I am trying to do some OpenMP offloading to the GPU on my local machine which is employed with a GTX 1060 graphic card. All of my CUDA and Cublas examples run just fine. However, when I tried to run some OpenMP offloading it simply does not work. In order to have OpenMP 5.0 support, I compiled GCC 10.2.0 toolchain. After some debugging, I found that the OpenMP runtime does not see any devices. E.g. this code displays zero:
#include <omp.h>
#include <stdio.h>
int main() {
printf("%d\n", omp_get_num_devices());
return 0;
}
However, the Nvidia toolchain is up and running:
$ nvidia-smi
Sun Feb 21 23:06:40 2021
+-----------------------------------------------------------------------------+
| NVIDIA-SMI 450.51.06 Driver Version: 450.51.06 CUDA Version: 11.0 |
|-------------------------------+----------------------+----------------------+
| GPU Name Persistence-M| Bus-Id Disp.A | Volatile Uncorr. ECC |
| Fan Temp Perf Pwr:Usage/Cap| Memory-Usage | GPU-Util Compute M. |
| | | MIG M. |
|===============================+======================+======================|
| 0 GeForce GTX 106... Off | 00000000:1D:00.0 Off | N/A |
| 0% 37C P8 12W / 200W | 584MiB / 6075MiB | 0% Default |
| | | N/A |
+-------------------------------+----------------------+----------------------+
So what am I missing? How can be the devices found by OpenMP runtime?
EDIT:
I am appending the information about my compiler:
$ gcc -v
Using built-in specs.
COLLECT_GCC=gcc
COLLECT_LTO_WRAPPER=/opt/gcc/10.2.0/libexec/gcc/x86_64-pc-linux-gnu/10.2.0/lto-wrapper
Target: x86_64-pc-linux-gnu
Configured with: ./configure --prefix=/opt/gcc/10.2.0/
Thread model: posix
Supported LTO compression algorithms: zlib
gcc version 10.2.0 (GCC)
The code was compiled with the following command:
gcc -fopenmp simple.c
To compile OpenMP code with offloading support, you need to tell GCC the exact platform to target. This is achieved with the -foffload=<platform>
command line option. For NVIDIA devices, the platform is nvptx-none
, i.e., you have to compile with:
gcc -fopenmp -foffload=nvidia-ptx simple.c
Although GCC supports offloading to several target platforms, not every distribution of GCC has them enabled due to the dependencies that entails. For example, on my Arch Linux, GCC is not compiled with offloading support at all.

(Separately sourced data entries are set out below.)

PR #373, opened 2019-10-24
comments: clarify fsck with the write key

gperciva:


gperciva:
These arose while I was looking at #371.

PR #375, opened 2019-11-19
Libcperciva parsenum import

gperciva:


gperciva:
After merging this, you'll need to run
```
autoreconf -i
```
because it modifies the build system.

PR #378, opened 2020-03-14
Initialize siginfo before use in 't' mode

gperciva:


gperciva:
An alternate solution would be to hide the uses of `siginfo_*` in 763fa25 with

    if (mode == 'x')

... actually, the more I think about it, the more I'm leaning towards that solution.

gperciva:
I uploaded the alternate solution to this PR; if you prefer it, I'll twiddle the history accordingly.  Do not merge this branch in the current state.

cperciva:
The revised solution looks good to me.

gperciva:
Revised history, and added extra comments explaining **why** this is only in 'x' mode, because otherwise I'll forget and be tempted to "clean it up".

I debated between `/* Siginfo... */` and `/* siginfo`; going with the latter becaues that's what the function / variable / file is called.  I could capitalize it if the grammar offends you, though.

PR #379, opened 2020-03-19
Begin tests

gperciva:


gperciva:
DRAFT for discussion.

This adds our standard `make test` framework that we use in other projects.  Tests 01 and 02 run just fine, but test 03 reveals that git master is broken on i386.  (And I'm sure 32-bit ARM as well, although I haven't tried the automatic test on it.)

This breakage can be fixed with one of:
    https://github.com/Tarsnap/tarsnap/pull/380
    https://github.com/Tarsnap/tarsnap/pull/381
I think that first (`platform.h`) is a "less surprising" solution.

CAUTION: in order to reveal the breakage, I had to add a keyfile -- even though I'm running `-c --dry-run`, the same code path isn't used with simply `--no-default-config` and no manual keyfile specified.  This PR adds a `fake-keygen` binary, which create a keyfile for machinenum 0 and claims to have all user keys, but actually can't communicate with the server (because it's not registered).

I expect that you'll reject this idea, for good reason.  It's here for brainstorming, in case you can think of a different way of reproducing the breakage.

CAUTION 2: I'm not convinced that this is entirely up to our code standards.  If/when we've sorted out the general solution desired, I'll proofread it some more.

gperciva:
PS: I've checked that both PRs fix the problem, both by running commands manually (with my real keyfile), and after rebasing on top of this `tests` PR running the automatic tests.

I know that we can't test much without a real keyfile... but I view `make test` as more of a sanity check of compilation.  For example, does our usage of autotools work on the latest HP-UX, or Solaris, or NetBSD on ARM64?  If somebody has a weird platform, it would be nice if they could check that `tarsnap` compiles and does something, without having to register (or copy) a keyfile.

One option would be to add tests 01 and 02, and postpone the `fake-keygen` thing for later.

gperciva:
PPS: yes, I'm planning on expanding the tests to use a real keyfile (but no network) if they specify a `TARSNAP_TEST_KEYFILE` environment variable.  If you really don't like `fake-keygen` then we can rely on those tests, although it makes it slightly more awkward to test tarsnap on assorted platforms.

I'm not certain whether to include a `TARSNAP_TEST_USE_MONEY` variable, or whether to keep those network-required tests in a separate repository.  I'm leaning towards keeping them separate.

gperciva:
Revised PR to only contain importing the test framework and two tests.  Everything questionable will be postponed to a later PR.

I'd like to get this in so that I don't need to re-run `autoreconf` and `configure` when I change branches (since the initial test commit modifies `Makefile.am`).

PR #380, opened 2020-03-19
tar/: add "platform.h" to all .c files

gperciva:


gperciva:
DRAFT for discussion.

See https://github.com/Tarsnap/tarsnap/pull/379#issuecomment-601003523

gperciva:
Rebased onto master, added more to the commit message, and verified that it fixes the problem on i386.

PR #381, opened 2020-03-19
build: extract ABI-changing defines

gperciva:


gperciva:
DRAFT for discussion.

See https://github.com/Tarsnap/tarsnap/pull/379#issuecomment-601003523

cperciva:
I like this more than #380 but how did you decide which definitions affected the ABI?

gperciva:
I read through the `config.h` produced on my FreeBSD 12.1 machine and went with my gut instinct for each of the ~180 values.

In other words, no rigorous method.  The list in `lib/ABI/extract-abi.sh` is easy to update, but it's likely that manual updates in response to bug reports will be necessary.

(config.h contains commented-out defines, so I'm cautiously optimistic that the list is valid for autoconf 2.69 on any platform.  But the only way to be certain would be to check the whole 10524-line `configure`.)

That's why I think that #380 is a better solution -- it avoids (partially) recreating what autotools already does, and especially re-evaluating the list for different versions of autotools.  Just adding `#include "platform.h"` means much less future maintenance!

cperciva:
Hmm.  I see your point about the `#include` avoiding problems if autoconf decides to add an ABI-changing #define which we don't know about.

On the other hand, we're just *assuming* that none of the bits in `/lib/` or `/libcperciva/` have ABIs which autoconf will screw with, right?  I mean, you're not proposing adding the `#include` to them... right now I think we're safe because they don't use `off_t` but hypothetically if autoconf does something we don't expect I don't know if that would guarantee anything.

cperciva:
Can we make the autoconf build add "-include config.h" to everything we compile?

gperciva:
> On the other hand, we're just assuming that none of the bits in /lib/ or /libcperciva/ have ABIs which autoconf will screw with, right?

I'd actually prefer to separate non-POSIX stuff into `lib-platform`, as sketched in https://github.com/Tarsnap/tarsnap/pull/382#issuecomment-610755736.  It's only 5 files (or rather, 10 files consisting of 5 .h-.c pairs).

Granted, that still leaves the question of `off_t`, but it would still help to isolate the "attack surface".

I'll look into `-include config.h` tomorrow.

gperciva:
`-include` is not supported in `c99`.
https://pubs.opengroup.org/onlinepubs/9699919799/utilities/c99.html

cperciva:
Hmm, does it really matter though?  I mean, we're already doing lots of non-POSIX stuff in tarsnap...

gperciva:
At the moment, tarsnap compiles on FreeBSD with `c99`.  If we add `-include` to `CFLAGS`, then it doesn't.  I think that would be a big step away from our claim in `BUILDING`, namely
> Tarsnap should build and run on most IEEE Std 1003.1 (POSIX) compliant
systems which
>   1. Includes the Software Development Utilities option,
>   ...

I have other quibbles about `-include`, such as whether or not it plays nice with `libarchive/archive_platform.h` on all platforms [1], and how unintuitive it is[2].

[1] I suspect that it's ok, but if I had ten cents for every time I thought that an automake / posix compatibility / build system thing would be ok, I could buy a coffee & muffin combo at Whole Foods.

[2] unintuitive isn't quite the right word, because nothing relating to any build system is "intuitive".  Rather: it's a solution that I've never encountered before, whereas `#include "config.h"` (or some variant) is the recommended approach, which everybody does.

Adding "platform.h" to all `tar/` files as #380 has the advantage of being simple & obvious.  Build systems are messy enough without trying to be clever [3].

[3] with the possible exception of `cpusupport-config.h`, which was a very clever but nevertheless positive build-system tool.

cperciva:
Hmm, ok.  I'm kind of tempted to say that we should "compile" C files with a shell script which cats the autoconf header and the C file together and then passes the result to a compiler, but I think that's too convoluted even for my taste.

Ok, we'll go with added `#include`s -- we just need to remember be careful in case we ever add library code which uses `off_t` or `ino_t` or anything else which linux might break ABIs on.  (Possibly `time_t` as well?  I don't know what they're doing about Y2k38 on i386.)

PR #382, opened 2020-04-08
Isolate platform-specific lib/

gperciva:


gperciva:
Actually, I should call it "an engineer's handwaving of concept" instead of "proof of concept", because there's still build system stuff to work out.

The idea is this:
- `libcperciva/` is (mostly? completely?) strictly POSIX, with the quibbles provided by the `POSIXFAIL` stuff which is already integrated in autotools.
- `lib/` will become strictly POSIX (again allowing for POSIXFAIL).
- `lib-platform/` will contain the few files from `lib/` which is not POSIX.

Makefile.am
```diff
@@ -102,8 +102,6 @@ lib_libtarsnap_a_SOURCES=					\
 		lib/crypto/crypto_keys_subr.c			\
 		lib/crypto/crypto_passwd_to_dh.c		\
 		lib/crypto/crypto_rsa.c				\
-		lib/crypto/crypto_scrypt.c			\
```
gperciva, line 105: I'm less confident about this change than the other ones, because of `crypto_scrypt_smix*`.

- should they stay in `lib/` because they don't depend on `platform.h` ?
- should they move to `lib-platform` because `crypto_scrypt.*` is moving?
- or is this a sign that this whole idea needs a bit more thought and/or a different approach?

Makefile.am
```diff
@@ -247,6 +247,8 @@ lib_libtarsnap_a_CPPFLAGS=				\
 		-I$(top_srcdir)/lib/network		\
 		-I$(top_srcdir)/lib/scryptenc		\
 		-I$(top_srcdir)/lib/util		\
+		-I$(top_srcdir)/lib-platform		\
+		-I$(top_srcdir)/libarchive		\
```
cperciva, line 254: Not sure I understand why this line is here.

gperciva: Oops, mistake.

At one point, I was experimenting with sorting all these lists alphabetically, but then I decided that should be in a separate PR (if I even went through with it).  I evidently didn't finish undoing those changes.

Makefile.am
cperciva: I'm fine with leaving them in `/lib/`.

cperciva:
Looks good, please rebase.

gperciva:
Rebased, ready for merge.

If you receive an error executing the previous command, your GCC was not configured with support for NVIDIA. gcc -v
shows you, among other things, how the compiler was configured. Look for --enable-offload-targets=nvptx-none
among the configuration options.
The Offloading page on the GCC wiki provides more details about the supported offload targets and how to build them.